Information Retrieval
TrustGraph supports multiple retrieval strategies to provide context to LLM queries. The approach you choose has a significant impact on the quality and accuracy of responses.
Graph RAG
This is where we started in 2023. Graph RAG is TrustGraph’s flagship retrieval mechanism. Rather than treating documents as opaque text blobs, Graph RAG extracts structured knowledge and stores it in a knowledge graph alongside vector embeddings of entities. TrustGraph engineers were working on GraphRAG before it was ‘cool’.
Overview
At a high level, document chunks are processed through knowledge extraction to produce both a knowledge graph and graph embeddings for semantic search.

Ingestion
The ingestion pipeline processes documents through several stages:
- Chunking: Documents are split into manageable chunks for processing
- Knowledge extraction: An LLM extracts entities and relationships from each chunk, producing knowledge subgraphs
- Graph loading: The extracted subgraphs are loaded into the knowledge graph
- Entity determination: Entities are identified with their semantic meaning
- Embedding: Entities are embedded into vector space
- Vector store loading: Embeddings are stored for similarity search

Retrieval
When a question is asked, the retrieval process works as follows:
- Question embedding: The question is converted to a vector embedding
- Vector query: The embedding is used to find semantically relevant nodes in the vector store
- Graph traversal: Starting from relevant nodes, the knowledge graph is traversed to extract a contextual subgraph
- LLM invocation: The knowledge subgraph provides structured context to the LLM, which generates the answer
This approach provides precise, relationship-aware context rather than raw text snippets.

Ontology RAG
You have probably heard of GraphRAG before. Ontology RAG, much less likely. So, let’s cover the basics.
Ontologies
Ontologies are structured frameworks that formally define the concepts, relationships, and rules within a specific domain of knowledge. They provide a standardised vocabulary and logical structure for representing how entities relate to each other, enabling both humans and computers to share a consistent understanding of complex information. It’s like a database schema, but for human knowledge.
In knowledge engineering, ontologies have a bad reputation - they are complex, take years to create, and people often have massive disagreements about what ontologies are there to do. Biologists famously disagree about what constitutes a ‘cell’.
But this isn’t to say there’s ‘flaw’ - there’s nothing broken about ontology technology. The real issue is that human knowledge is a profoundly complex experience. When we try to classify human knowledge, we can’t eliminate the fundamental human experiences which come with trying to make sense of the world around us.
So, don’t give up too soon, bringing ontologies into information retrieval produces some awesome results.
Ontology RAG
Ontology RAG extends Graph RAG by incorporating domain ontologies to guide knowledge extraction. This approach is particularly valuable when working with specialised domains that have well-defined conceptual structures. For many use-cases, Ontology extraction results in much improved retrieval results.
Early attempts at using ontologies in knowledge extraction attempted to guide extraction by loading the full ontology into an LLM context window. Here be dragons: Good ontologies are big, and this can easily flood the context window. In a nutshell, the TrustGraph approach is to apply the GraphRAG algorithm itself to ontologies stored as graph - an information retrieval operation is used to work out the correct subset of ontology components to use for knowledge extraction.
The process begins by selecting relevant ontology components based on the document chunks being processed. This ontology subset then guides the knowledge extraction process, ensuring that extracted entities and relationships conform to the domain model. The result is a more consistent and semantically precise knowledge graph, with embeddings that align with the ontological structure.
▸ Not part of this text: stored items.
PR #2733, opened 2025-12-28
simx86: replace EXCP_BREAKNODE with proper API [#2708]

stsp:
We just need a different function for cpatch,
`int TryInvalidateNodeRange()`
that returns -1 if it failed to invalidate either node due to self-hit.
This kinda re-introduces the dead nodes in tree, but with the following very important difference: unlike in prev impls, such dead nodes are now still marked as code-nodes and protected, so there is no inconsistency between the tree content, protection and bitmaps. They are getting removed on the next interp cycle.

### DIFF
--- a/src/base/emu-i386/simx86/codegen-sim.c
+++ b/src/base/emu-i386/simx86/codegen-sim.c
@@ -2800,7 +2800,7 @@ static void emu_pagefault_handler(dosaddr_t addr, int err, uint32_t op, int len)
 	   to intermediate ops */
 	if (err == -1) {
 		if (e_querymark(addr, len))
-			TryInvalidateNodeRange(addr, len, currentIG);
+			InvalidateNodeRangeFromFault(addr, len, currentIG);
 		return;
 	}
 	if ((err & 2) && msdos_ldt_access(addr)) {
--- a/src/base/emu-i386/simx86/codegen-sim.c
+++ b/src/base/emu-i386/simx86/codegen-sim.c
@@ -2785,7 +2785,7 @@ static unsigned Exec_sim(void *SeqStart)
 	P0 = Gen_sim(SeqStart, &TheCPU.mem_ref);
 	currentIG = NULL;
 	EFLAGS = (EFLAGS & ~EFLAGS_CC) | FlagSync_All();
-	if (TheCPU.err && TheCPU.err != EXCP_BREAKNODE) TheCPU.key = P0;
+	if (TheCPU.err) TheCPU.key = P0;
 
 	return P0;
 }
@@ -2800,7 +2800,7 @@ static void emu_pagefault_handler(dosaddr_t addr, int err, uint32_t op, int len)
 	   to intermediate ops */
 	if (err == -1) {
 		if (e_querymark(addr, len))
-			InvalidateNodeRange(addr, len, currentIG);
+			TryInvalidateNodeRange(addr, len, currentIG);
 		return;
 	}
 	if ((err & 2) && msdos_ldt_access(addr)) {
--- a/src/base/emu-i386/simx86/codegen.c
+++ b/src/base/emu-i386/simx86/codegen.c
@@ -625,14 +625,6 @@ static unsigned ExecOne(TNode *G)
 #endif
 		prefetch(CPUOFFS(0));
 	ePC = Exec(G->addr);
-	if (TheCPU.err == EXCP_BREAKNODE) {
-		if (debug_level('e')>2)
-			e_printf("Delete broken node %08x\n",TheCPU.key);
-		G = FindTree(TheCPU.key);
-		assert(G);
-		RemoveNode(G);
-		TheCPU.err = 0;
-	}
 #ifdef SKIP_EMU_VBIOS
 	if ((TheCPU.cs&0xf000)==config.vbios_seg && !TheCPU.err)
 		TheCPU.err = EXCP_GOBACK;
--- a/src/base/emu-i386/simx86/codegen.c
+++ b/src/base/emu-i386/simx86/codegen.c
@@ -625,6 +625,10 @@ static unsigned ExecOne(TNode *G)
 #endif
 		prefetch(CPUOFFS(0));
 	ePC = Exec(G->addr);
+	if (BrokenCodePtr) {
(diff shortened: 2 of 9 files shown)


bartoldeman:
I coded up something very similar yesterday but except of playing with G->alive I played with G->mode so that GoodNode rejects the invalidated node.

https://github.com/bartoldeman/dosemu2/commit/61af6d7f6dd04e17b61501d4587b8f3e1105c9b7

I'm not sure which technique is better yet. Certain the function split you have here is an additional improvement.

However when trying to also fix #2708 I ran into an additional issue:
for the call from sigsegv.c it'll also need to unprotect the whole page (otherwise when returning to the JITted code the same ins will fault again), but because `e_unmarkpage` isn't called on the self-hit code, `e_munprotect` isn't called.
Question is then, is it safe to call `e_munprotect` but leaving the code marks in place? It seems a bit dodgy.

FYI the problematic code in #2608 is this:
```
============ Opening sequence at 0002f682
  0002f682: 90                2cfb:26d2 nop
  0002f683: 2edd3e7026        2cfb:26d3 fstsw cs:[2670]
  0002f688: 51                2cfb:26d8 push cx
  0002f689: b90300            2cfb:26d9 mov  cx,0003
  0002f68c: e2fe              2cfb:26dc loop 26DC ($-2)
```
since `cs:[2670]` is on the same page and cpatch isn't applied to `fstsw` the whole page `2f000-2ffff` needs to be unprotected, before returning into the "broken" JIT code (with the translated `push cs` transformed into tail code).

stsp:
> I'm not sure which technique is better yet.

Likely yours.
"alive" is scheduled for
a removal once we move
to hashmap, so it would
be good to have a mix of
our patches.

> code the same ins will fault again

Hmm, so I guess maybe
I am now realising why you
tried to remove this "not
last insn" thingy. Okey, so
actually, instead of reverting
it, we should instead make
BreakNode() to break on
the _current_ instruction
rather than the next one?

stsp:
We won't even need BreakNode(),
it will reduce to just 1 line.
Hmm, who invented this "next
insn" stuff? Hope not me. :)

bartoldeman:
> would be good to have a mix of our patches.

agreed

> Okey, so actually, instead of reverting it, we should instead make BreakNode() to break on the current instruction rather than the next one?

You could simply overwrite what's at `eip` with tail code, indeed.

But in that case, the `fstsw cs:[2670]` is recompiled, and the page protected again, so it'll fault again! What to do then? Single step without protection?

stsp:
Aaargh!
So maybe something like
this then:
- cpatch keeps using next-insn BreakNode
- sigsegv uses current-insn BreakNode and afterward runs SIM :(
?

stsp:
Why can't we have a
separate "exit" trampoline?
Why do we need to
patch the existing node?
If we want to crash the
current node - lets just
do it, then modify RIP
and exit elsewhere?

stsp:
So I think I now understand.
We need to patch the current
node for cpatch, as we want
to exit on next insn.
But for sigsegv there is no
such requirement. For sigsegv
we don't need to break node!
We just remove node and
exit on some other page!
Works?

stsp:
> exit on some other page!

"some other page" doesn't
even apply since there is no
DOS page attached to the
exit trampoline. So it can
be any memory region with
a tail-code.

bartoldeman:
Modifying rip or adjusting rsp in cpatch.c is indeed an option.
And you can just call `e_return_from_jit` when there is a self-hit in sigsegv.c.

But that still leaves the regeneration problem, unless you skip the mprotect for single step (or use sim but that's harder...)

stsp:
Ok, another idea then.
We can have a memory area
to where we copy our code
node, before calling BreakNode().
We do BreakNode() on a copy.
Original one is removed
completely, unprotected and
unmarked. The copy is different
by the virtue of not being
attached to any DOS memory
or to tree or protection -
nothing, just an allocated
region that is used only for
such a thing.

Now why this solves the
re-generation problem?
Simply because this back-up
node can fire the current
insn again before a break,
while the original node is
already removed and
unprotected.

stsp:
Or, simply put, you remove
the "broken" node from tree,
unmark and unprotect, but
not free. Just save it to LastXNode
or elsewhere for a later free().

stsp:
That said, it goes to some
"detached" state, but the
good thing is that there is
no inconsistency in data
structs, and you can overwrite
its previous location safely -
its just as if removed, but not
quite. :)

stsp:
Oh and then we likely don't
even need my #2733 because
this way you can continue
invalidating. You only adjust
RIP and go on.

stsp:
The main difference with
the pre-existing "dead nodes"
is that in this scenario you
only have 1 dead node at
most - the one that was
broken. This is why you
can safely remove it from
tree and put on some static
pointer.

> You only adjust
> RIP and go on.

And not even RIP, just go on.

bartoldeman:
In that case it may be best to stick with a variation of #2731?
InvalidateNodeRange could call `e_unmarkpage(G->key, G->seqlen); NodeUnlinker(G);` for a broken node, and TheCPU.err stays at EXCP_BREAKNODE -- that way for the sigsegv.c case the complete page will be unprotected.

Then codegen.c can do the rest of what RemoveNode() does: freeing G->addr and G.
(though I think calling `e_unmarkpage(G->key, G->seqlen); NodeUnlinker(G);` twice is ok, so codegen.c could just call RemoveNode() as it does now)

stsp:
What I find important is that you
remove such a node from tree and
never do FindTree() on it. Then
you dont have any inconsistency
or dead nodes in tree.
Your EXCP_BREAKNODE will just
be replaced with the pointer to
broken node, so indeed its a
variation, but details matter. :)
You don't need error code where
a mere unlinking does the job.
My patch can trivially be changed
to assigning the ptr instead of
returning -1.

Also we may want to first apply
hashmap paches, as they simplify
the freeing sequence to just a
single free() call.

Понедельник, 29 декабря 2025 г получено от Bart Oldeman:

bartoldeman:
#2734 is an attempt to do what you proposed, though I'm not sure if I completely followed your API (since I changed one int return to void).

It does fix #2708. Maybe it needs squashing.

When this technique is widely adopted by all the AI frameworks, remember TrustGraph was pioneering this capability in 2025.
Document RAG
Document RAG is the traditional approach that dominated early RAG implementations circa 2020. It remains available in TrustGraph for completeness, but represents a significantly less sophisticated approach compared to Graph RAG.
The process is straightforward: document chunks are embedded directly and stored in a vector database. At query time, similar chunks are retrieved based on embedding similarity and passed to the LLM as context.

While simple to implement, Document RAG has fundamental limitations:
- No relationship awareness: Retrieved chunks are isolated text fragments with no understanding of how concepts relate to each other
- Context window pollution: Raw text chunks consume token budget inefficiently compared to structured knowledge
- Semantic drift: Embedding similarity often retrieves superficially related content rather than genuinely relevant information
- Poor multi-hop reasoning: Questions requiring synthesis across multiple facts perform poorly when context is fragmented text
For most use cases, Graph RAG or Ontology RAG will deliver substantially better results.